A few other bonus ideas;
- Tag team an hour of alone time with your spouse if you have kids
- Have a bath, but don’t bring any devices, books, or notepads with you
- Read a book
- Learn to draw or play an instrument or any other solo hobby you can think of
- Turn music off — as much as we love music, it’s great to give your mind a break
Feeling fulfilled comes first with gratitude. Having everything would feel like sweet nothing without it. Winterwares is a place that we try to practice gratitude every day and it fills the space and the people in it with more calm, peace and joy. From deepening relationships, our sense of self and even our sleep — practicing gratitude also has endless benefits backed by science.

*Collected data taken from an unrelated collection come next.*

PR #1532, opened 2026-05-15
feat(trace): proof trace row layout spec + JoltTraceRow foundation

quangvdao:
## Summary

Follow-up to #1522 (source/Jolt instruction split). This PR contains both the
**proof-trace-row-layout spec** and the **foundation implementation** of
`JoltTraceRow` — a compact, proof-facing trace row that replaces repeated
prover-side adaptation of `tracer::instruction::Cycle` (via `JoltTraceCycle`).

`specs/proof-trace-row-layout.md` covers the design (Quang); this PR also lands
the foundation slices (the type, the builder, and tests). It does **not** yet
wire `JoltTraceRow` into the prover — the consumer cutover and the performance
gate are deferred follow-ups.

## Implementation (foundation)

Lands in the new `crates/` (not the deprecating `jolt-core`):

- **`crates/jolt-riscv/src/trace_row.rs`** — `JoltTraceRow`, a 64-byte
  `#[repr(C)]` row (Option C "balanced packed"; checked `size_of`). Per-cycle
  values are a typed `CapturedState { NonMemory | Load | Store }`, so the final
  memory-row aliasing (`LD`: RamRead = RamWrite = RdWrite; `SD`: RamWrite = Rs2)
  is enforced by the type rather than by runtime checks. Logical accessors only,
  private physical storage; register indices come from the instruction operands;
  `TraceRowError` via `thiserror`.
- **`crates/jolt-lookup-tables/src/traits.rs`** — `InstructionLookupTable` for
  `JoltTraceRow`, routed from the cached instruction tag (this crate owns
  `LookupTableKind`, so the accessor can't live in `jolt-riscv`).
- **`tracer/src/trace_row.rs`** — `cycle_to_trace_row` / `build_trace_rows`: the
  `Cycle → JoltTraceRow` conversion, and the place that verifies the memory-row
  contract equalities before they collapse into the typed state. This flips the
  dependency to `tracer → jolt-riscv`.
- **`jolt-core`** — a `host`-gated real-trace parity test comparing every
  accessor (built via the tracer conversion) against `R1CSCycleInputs::from_trace`
  over a real fibonacci trace.

## Deferred (not in this PR)

- **Consumer cutover:** `R1CSCycleInputs`/`ProductCycleInputs`, Spartan outer,
  RAM/register/instruction-lookup/bytecode phases; removing `JoltTraceCycle::try_new`
  from hot paths.
- **Performance gate:** the ≤2% end-to-end prover-time regression bound
  (`prover_time_fibonacci_100`, `prover_time_sha2_chain_100`) + phase-level
  measurements.
- **`CompactBytecodeRow`** co-design.
- The **`jolt-eval` `trace_row_accessor_parity` invariant**.

Intended cutover approach: `impl JoltCycle for JoltTraceRow` + the
`JoltCycle`-generic `jolt_lookup_tables::LookupQuery`, which lets the row replace
the `Cycle` outright (rather than coexisting with it).

## Validation

- `cargo clippy --all` clean in both `host` and `host,zk`.
- `cargo nextest run -p jolt-core muldiv` passes in both modes.
- jolt-riscv `trace_row` unit tests + jolt-core real-trace parity test pass.

> Note: `muldiv` passes trivially today because the prover does not yet consume
> `JoltTraceRow`; it becomes a meaningful gate once the cutover lands.


moodlezoup:
**Spec Analysis: Proof Trace Row Layout**

| Dimension | Score | Gap |
|-----------|-------|-----|
| Goal | 0.75 | Logical accessor / `JoltTraceRow` boundary is clear, but 5+ candidate row layouts (40B/48B/64B/72B/80B + SoA) without commitment |
| Constraints | 0.85 | Non-Goals and Invariants are thorough; minor stale C++ reference |
| Success Criteria | 0.60 | Acceptance checklist is concrete but layout-choice ambiguity bleeds in; no `jolt-eval` invariants; no performance pass/fail bar |
| Context | 0.85 | Strongly grounded — all cited current-state details verified against `main` |
| **Ambiguity** | | **26%** |

**Codebase claims that I verified against `main`:**
- `Cycle` is 96B; static assertion `rv64imac_cycle_size` exists at `tracer/src/instruction/mod.rs:1827`.
- `JoltTraceCycle<'a>` at `jolt-core/src/zkvm/instruction/mod.rs:59-85`, with ~32 call sites across `r1cs/`, `spartan/`, RAM, registers, bytecode, instruction-lookup phases (10 in `spartan/outer.rs` alone).
- `BytecodePreprocessing` / `JoltInstructionRow` / `NormalizedOperands` / `BytecodePCMapper` fields in `crates/jolt-program/src/preprocess/bytecode.rs` and `crates/jolt-riscv/src/row.rs` match the spec exactly.
- LD/SD R1CS contract (`RamReadValue == RamWriteValue == RdWriteValue` for LD; `Rs2Value == RamWriteValue` for SD) is enforced in `jolt-core/src/zkvm/r1cs/constraints.rs:250-270`.
- `R1CSCycleInputs::from_trace` at `jolt-core/src/zkvm/r1cs/inputs.rs:258-268` currently takes `&[Cycle]` and wraps via `JoltTraceCycle::try_new`.
- PR #1522 has merged (`cb1e464`).

**Status: Questions remain** — 5 ambiguities to resolve before implementation.

**Questions:**

**1. [Goal / Success Criteria]** The spec is internally contradictory about scope of the implementation PR.
   - Acceptance Criteria says "**The** selected layout has a checked size budget" (singular).
   - Execution step 8 says "Benchmark **40B, 48B, 64B, and 80B** candidate layouts behind the same accessor API" (plural).
   - Five options (A–F) are presented without a default.

   Which is the deliverable?
   - **(a)** Ship the accessor API + ONE conservative default (e.g., Option B / 48B), defer the other layouts to follow-up PRs.
   - **(b)** Ship the accessor API + all 4 layouts behind a `cfg` or feature flag, ship a chosen default after benchmarking inside the same PR.
   - **(c)** Ship the accessor API + benchmark scaffolding only; commit to a default in a follow-up after measurement.

   Without an answer, the implementer has to choose; that's a multi-day scope swing.

**2. [Success Criteria]** No `jolt-eval` invariant is proposed, but several Invariants in the spec are textbook binary properties suitable for the framework — particularly "for every cycle index `t`, the logical values exposed by `JoltTraceRow` must match the values currently derived from `Cycle`/`JoltTraceCycle`." That is a reference-vs-optimized comparison directly analogous to `split_eq_bind_low_high` in `jolt-eval/src/invariant/`. Should this be captured as a new `jolt-eval` invariant (so it gets `#[test]` + fuzz + red-team coverage automatically), or is `jolt-eval` explicitly out of scope here? If out of scope, the Invariants section should say so.

**3. [Success Criteria]** The Performance section lists 8 measurements (peak RSS, Spartan outer, RAM read-write/RA/hamming/val-check, register, bytecode, instruction lookup read-RAF) but no pass/fail threshold. What is the bar?
   - Neutral-or-better wall-clock on existing Criterion benches `prover_time_fibonacci_100` and `prover_time_sha2_chain_100` (the closest existing jolt-eval bench targets)?
   - Some absolute regression tolerance (e.g., ≤2% e2e prover time)?
   - Purely informational — performance is recorded but not gating?

   Without this, "benchmark before committing to a default layout" is unimplementable as a one-shot.

**4. [Constraints]** Acceptance Criteria entry 11 says "a compact bytecode-row design is implemented or **explicitly deferred with benchmark evidence** showing the current 48-byte `JoltInstructionRow` table is not the bottleneck." What concretely qualifies as benchmark evidence?
   - A specific delta on a named benchmark, or
   - An absolute timing budget, or
   - A profiling observation (e.g., bytecode lookup < X% of Spartan outer time)?

**5. [Context — minor]** The References section cites `jolt-cpp/src/tracer/trace_owner.hpp` as prior art, but this path does not exist in `a16z/jolt`. Is `jolt-cpp` a separate repo that reviewers can be pointed to, an internal/private repo, or a stale reference? The substantive design isn't blocked on this — it's only cited as inspiration for the 80B "Expanded Row" option — but reviewers will be confused.

---

specs/proof-trace-row-layout.md
```diff
@@ -0,0 +1,1082 @@
...
+Introduce a proof-facing `JoltTraceRow` representation that replaces direct
+prover use of `tracer::instruction::Cycle` while preserving the existing logical
+proof columns and prover/verifier semantics.
+
+The follow-up should introduce or clarify these boundaries:
+
+- `JoltTraceRow`: a compact, copyable row used by prover-side witness and
+  sumcheck code after source tracing has been converted to final Jolt rows.
+- `JoltTraceRows` or an equivalent builder: constructs rows once from
+  `Vec<Cycle>`, final bytecode preprocessing, and selected profile metadata.
```
moodlezoup: I wonder if we should avoid materializing a `Vec<Cycle>` and instead directly materialize `Vec<JoltTraceRow>` in tracer?

moodlezoup (commented):
just one question

specs/proof-trace-row-layout.md
quangvdao: Yes, I think that is the right longer-term target. I updated the spec to avoid making `Vec<Cycle>` the permanent producer contract: the first implementation can adapt the existing `Vec<Cycle>` boundary to keep the cutover small and preserve an easy parity reference, but the row builder/API should be shaped so a future tracer path can emit `JoltTraceRow` directly once final bytecode metadata is available, without materializing both vectors.

quangvdao:
## Suggested tighter 64B layout (alternative to current `register_pack` + scattered flags)

Posted by Cursor assistant (model: GPT-5.4) on behalf of Quang Dao — sharing a layout direction we discussed offline; very open to pushback.

The foundation slice (`JoltTraceRow`, tracer conversion, parity test) looks good. One thing I'd tweak before cutover: the physical row can use its 64 bytes more deliberately without changing the accessor API or row size.

### Register indices: don't pack into `u32`

Current `register_pack: u32` is `[rs1, rs2, rd, 0]` — byte 3 is dead. REGISTER_COUNT is 128, so each operand is naturally a `u8` with `0xFF` = None.

Prefer four explicit bytes (same 4B, clearer, byte 4 is useful):

```rust
rs1_id: u8,            // 0xFF = None
rs2_id: u8,
rd_id: u8,
lookup_table_id: u8,   // 0 = none; avoids instruction_kind() → dispatch in lookup paths
```

No pack/unpack helpers, no opaque `to_le_bytes()[1]`. Only reason to keep `u32` pack would be if profiling shows a single load of all three registers wins in sumcheck loops (seems unlikely).

Avoid `Option<u8>`×3 in the struct — niche layout gets worse, not better.

### Keep `imm_abs: u64`

`NormalizedOperands.imm` is `i128` and the prover already bounds magnitude to `u64`. Today's expansion recipes likely fit `u32`, but narrowing to `u32` in the row is a storage-format commitment for only 4 bytes saved, with footgun risk if a future final/virtual instruction needs a larger constant. I'd keep `u64` unless we land a catalog-wide invariant + jolt-eval guard first.

### `bytecode_pc`: `u32` storage is fine (matches spec + current impl)

Yes — both the spec (Options A/B/C) and the landed code use `u32` physical storage with a logical `pc()` / `BytecodeIndex(u64)` accessor and loud reject at build if `pc > u32::MAX`. That limit is ~4B expanded bytecode rows; memory blows up long before that (e.g. 4B × 48B bytecode table ≈ 192 GiB). So `u32` saves 4 bytes vs `u64` with no practical downside today. Going `u64` only makes sense if we explicitly want to spend those 4 bytes on something else *less* important than index headroom — I'd keep `u32` in the 64B budget.

### Separate `jolt_tag: u16`, pack the rest into `meta: u32`

Stable instruction identity stays explicit. Flags + imm sign go in one word:

| `meta` bits | Field |
|-------------|-------|
| 0..15 | `circuit_flags` |
| 16..21 | `instruction_flags` |
| 22 | `imm_is_negative` |
| 23..31 | spare (9 bits) |

### Proposed `#[repr(C)]` layout (~64B)

```rust
#[repr(C)]
pub struct JoltTraceRow {
    values: TraceValueSlots,   // 32 — unchanged aliasing (NonMemory / Load / Store)
    unexpanded_pc: u64,        //  8
    imm_abs: u64,              //  8
    bytecode_pc: u32,          //  4
    meta: u32,                 //  4 — flags + imm sign (bit map above)
    jolt_tag: u16,             //  2
    rs1_id: u8,
    rs2_id: u8,
    rd_id: u8,
    lookup_table_id: u8,
    _pad: u16,                 //  2 — tail align; could repurpose e.g. next_pc_delta u16 if useful
}
// size_of == 64
```

All witness/metadata accessors unchanged; only physical storage rearranged.

### What this doesn't solve (honest scope)

With `imm_abs: u64` + cached `unexpanded_pc: u64`, there's not room for a full `next_bytecode_pc: u32` without dropping something else (e.g. cache `unexpanded_pc` only in bytecode table) or going wider than 64B. That can stay deferred — same as the cutover/perf gate.

### Trace memory @ 2^27

64B × 2^27 = 8 GiB for the row vector alone (vs 12 GiB at today's 96B `Cycle`).

---

Opinion, not a blocker — happy to iterate on field order, whether `lookup_table_id` belongs in the row vs derived from tag, and whether the 2-byte tail should stay padding or fund a bounded next-PC delta. Main ask: kill the dead byte in `register_pack` and pack flags without burying `jolt_tag`.

quangvdao:
## Follow-up: revised 64B layout (packed meta + next-row flags + lookup table id)

Posted by Cursor assistant (model: GPT-5.4) on behalf of Quang Dao — amending the earlier layout comment with bitfield packing we discussed offline.

Building on the prior proposal (four named register bytes, separate `jolt_tag: u16`, `imm_abs: u64`, `bytecode_pc: u32`, `meta: u32`), we can also cache the remaining **boolean metadata** cutover still derives from `rows[t+1]` or from `instruction_kind()` dispatch — using slack that is already paid for in the 64B budget, not new bytes.

### What to pack (zero extra bytes)

| Field | Bits | Source at build time |
|-------|------|----------------------|
| `lookup_table_id` | 8 | `InstructionLookupTable::lookup_table(row)` at materialization (store `id_plus_one`, 0 = none) |
| `next_is_noop` | 1 | row `t+1` `instruction_flags.IsNoop` |
| `next_is_virtual` | 1 | row `t+1` `circuit_flags.VirtualInstruction` |
| `next_is_first_in_sequence` | 1 | row `t+1` `circuit_flags.IsFirstInSequence` |

These are denormalized (especially the `next_*` trio — same pattern as optionally caching `next_bytecode_pc`, but only 3 bits). Fill at `build_trace_rows` time; parity/invariant should assert they match `rows[t+1]`.

**Not proposing** cached `next_bytecode_pc` — `rows[t+1].pc()` is enough once `bytecode_pc` is on every row.

### Proposed `#[repr(C)]` layout (64B exact)

```rust
#[repr(C)]
pub struct JoltTraceRow {
    values: TraceValueSlots,   // 32
    unexpanded_pc: u64,        //  8  → 40
    imm_abs: u64,              //  8  → 48
    bytecode_pc: u32,          //  4  → 52
    meta: u32,                 //  4  → 56
    jolt_tag: u16,             //  2  → 58
    rs1_id: u8,                //  1  → 59
    rs2_id: u8,                //  1  → 60
    rd_id: u8,                 //  1  → 61
    lookup_table_id: u8,       //  1  → 62  (0 = none; else dense table id)
    _pad: u8,                  //  1  → 63  (spare / future instr-flag growth)
}
// size_of == 64
```

### `meta: u32` bit map

| Bits | Field |
|------|-------|
| 0..15 | `circuit_flags` (16 flags — full, no spare) |
| 16..21 | `instruction_flags` (6 today; 2 spare for enum growth) |
| 22 | `imm_is_negative` |
| 23 | `next_is_noop` |
| 24 | `next_is_virtual` |
| 25 | `next_is_first_in_sequence` |
| 26..31 | spare (6 bits) |

Accessor sketch: `next_is_noop()` etc. read from `meta`; `lookup_table()` can use cached `lookup_table_id` instead of `instruction_kind()` → dispatch (keep dispatch as debug/parity fallback during migration).

### Still not in the row (unchanged)

- `NextPC` / `NextUnexpandedPC` — use `rows[t+1].pc()` / `.unexpanded_pc()`
- `lookup_output`, lookup operands — execution witness; stay on `Cycle` until cutover adds accessors or derivation
- `imm_abs: u64` — keep (don't narrow to u32 without a catalog invariant)

### Ask

Before cutover lands, consider folding this into the foundation struct so we don't bake in `register_pack` byte 3 = 0 and scattered `bool`/padding. Happy to iterate on field order or moving `lookup_table_id` entirely into `meta` bits 26..31 if table count stays ≤ 64.

Opinion / refinement of earlier comment, not a blocker.

moodlezoup:
Thanks @quangvdao — applied most of this in 97f6fd55c.

**Taken as suggested:**
- Register indices are now explicit `rs1_id` / `rs2_id` / `rd_id: u8` (`0xFF` = None) — dropped the `register_pack: u32` + `to_le_bytes()` indexing and the pack/unpack helpers.
- Flags + immediate sign packed into one `meta: u32` (circuit flags `0..16`, instruction flags `16..22`, imm sign bit `22`, 9 spare); `jolt_tag` stays a separate `u16`. `is_load` / `is_store` / `is_noop` are now single masked bit-tests on `meta`. Added `CircuitFlagSet` / `InstructionFlagSet::from_bits` for reconstruction.
- Kept `imm_abs: u64` and `bytecode_pc: u32` — no narrowing.

Row is still 64 B (checked `size_of` assertion); clippy clean in both `host` and `host,zk`, `muldiv` green in both modes.

**One deviation — `lookup_table_id` left reserved.** I couldn't populate a cached table id from where the row is built: `JoltTraceRow::from_components` lives in `jolt-riscv` and the `Cycle → row` conversion lives in `tracer`, and both sit *below* `jolt-lookup-tables` in the dep graph (`jolt-lookup-tables → jolt-riscv`), so neither can compute a `LookupTableKind` discriminant without a circular or new dependency. I reserved the byte and kept `lookup_table()` deriving from `jolt_tag` on demand. Wiring the cache feels like cutover work — at that point either `tracer` takes a `jolt-lookup-tables` dep and passes the id into `from_components`, or a higher crate fills it post-build. Happy to do whichever you prefer.

(Minor: the `BytecodeIndex(u64)` accessor you referenced was dropped earlier in review; `pc() -> u64` is the equivalent logical-width accessor over the `u32` storage.)

_Drafted with Claude Code on behalf of Michael Zhu._

crates/jolt-riscv/src/trace_row.rs
```diff
@@ -0,0 +1,707 @@
...
+const MAX_REGISTER_ID: u8 = u8::MAX - 1;
+
+/// Sentinel stored in a register-id byte for an absent (`None`) operand.
+const REGISTER_NONE: u8 = u8::MAX;
+
+/// `meta` bit layout: `circuit_flags` occupy the low 16 bits; instruction flags
+/// the next 6; the immediate sign one more; the top 9 bits are spare.
+const META_INSTRUCTION_FLAGS_SHIFT: u32 = 16;
+const META_INSTRUCTION_FLAGS_MASK: u32 = (1u32 << (crate::NUM_INSTRUCTION_FLAGS as u32)) - 1;
+const META_IMM_NEGATIVE_SHIFT: u32 = 22;
```
moodlezoup: Nothing enforces that the instruction-flags region (`16..16+NUM_INSTRUCTION_FLAGS`) stays below `META_IMM_NEGATIVE_SHIFT`. Today `NUM_INSTRUCTION_FLAGS = 6` exactly meets `META_IMM_NEGATIVE_SHIFT = 22`, so any 7th `InstructionFlags` variant silently widens `META_INSTRUCTION_FLAGS_MASK` to `0x7F`, collides with bit 22, and corrupts both `instruction_flags()` and `imm()` reads (negative imms would set a spurious flag bit, and an unrelated flag would flip imm sign). Worth a sibling to the 64-byte `const _` assert:

```suggestion
const META_INSTRUCTION_FLAGS_SHIFT: u32 = 16;
const META_INSTRUCTION_FLAGS_MASK: u32 = (1u32 << (crate::NUM_INSTRUCTION_FLAGS as u32)) - 1;
const META_IMM_NEGATIVE_SHIFT: u32 = 22;
const _: () = assert!(
    META_INSTRUCTION_FLAGS_SHIFT + (crate::NUM_INSTRUCTION_FLAGS as u32) <= META_IMM_NEGATIVE_SHIFT,
    "instruction-flags region overlaps the imm-sign bit in `meta`"
);
```

---

moodlezoup (commented):
Foundation looks solid — the typed `CapturedState`, the contract checks pushed into the tracer side, and the 64-byte layout assertion all land cleanly. One layout-fragility note inline; otherwise nothing actionable.

---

Studies have discovered the gratification we receive from soothing behaviours, like eating sugary foods, are less sustaining than practicing gratitude. “Gratitude is something that leads to much more sustainable forms of happiness, because it’s not based on that immediate gratification; it’s a frame of mind,” says Emma Emma Seppälä, Happiness researcher at Stanford and Yale and author of The Happiness Track. Other studies have shown that gratitude leads to a significant improvement in happiness in people suffering from depression.
“If there were a drug that did that, whoever patented that drug would be rich. Gratitude is very powerful.”— cognitive scientist, Susan Peirce Thompson
Here are five simple and actionable ideas, to experience the benefits of gratitude first-hand;
Keep a gratitude journal
There’s nothing more uplifting when you’re feeling down then flicking back through the pages of a gratitude journal. One study at the University of Minnesota discovered that the stress levels of their participants greatly reduced after writing down all the good things that happened during the day before bed. Keep a journal by your bedside and simply write three things you’re grateful for morning and night.
Thank one person every day
Whether it’s the guy who served your morning coffee, or your friend for simply being your friend. This practice is even more potent when we make an effort to really feel our sentiment as we say it. Making a habit of thanking the people around us is said to develop more new friendships, enhance existing relationships and our feelings towards the people in our lives. The more we practice, the easier it is to feel gratitude well up inside each time we say thank you, instead of simply saying the words.
Give thanks before each meal
If we contemplate long enough on how the food we eat grows, along with all the processes that bought it from farm to plate, it leaves a lot to be grateful for. From the flavours and healing properties of the food we eat, to the people that worked hard to make sure we can easily access anything we need from the grocery store. Taking a moment to be grateful for these things before each meal is an effective reminder to make sure we continually practice gratitude throughout the day.
Oat and chia porridge with berry chia jam, coconut yoghurt & strawberries with a little maple syrup, made by Jess Ettridge of @mindful_moose served in our speckled eggshell everyday bowl.
Write down your moments of joy throughout the day
Maintaining a grateful attitude is habitual, so it can be easy to forget in the early stages of forming the habit. During days or weeks when the world seems grey, it can feel harder to recall all the good things. Keeping a journal to record these moments can help us remember the blissful times, particularly on those days where we need a bit of help. Intentionally being grateful also has a compound affect, leading to more positive experiences and more things to feel grateful for.
Wear a reminder
They say it takes 30 days for a new neural pathway to form in our minds and fire long enough that it becomes second nature. During that time, it takes special effort to solidify. Wearing a symbolic piece of jewellery, or doing something novel like painting one fingernail blue can act as a reminder while we’re in the process of making the habit.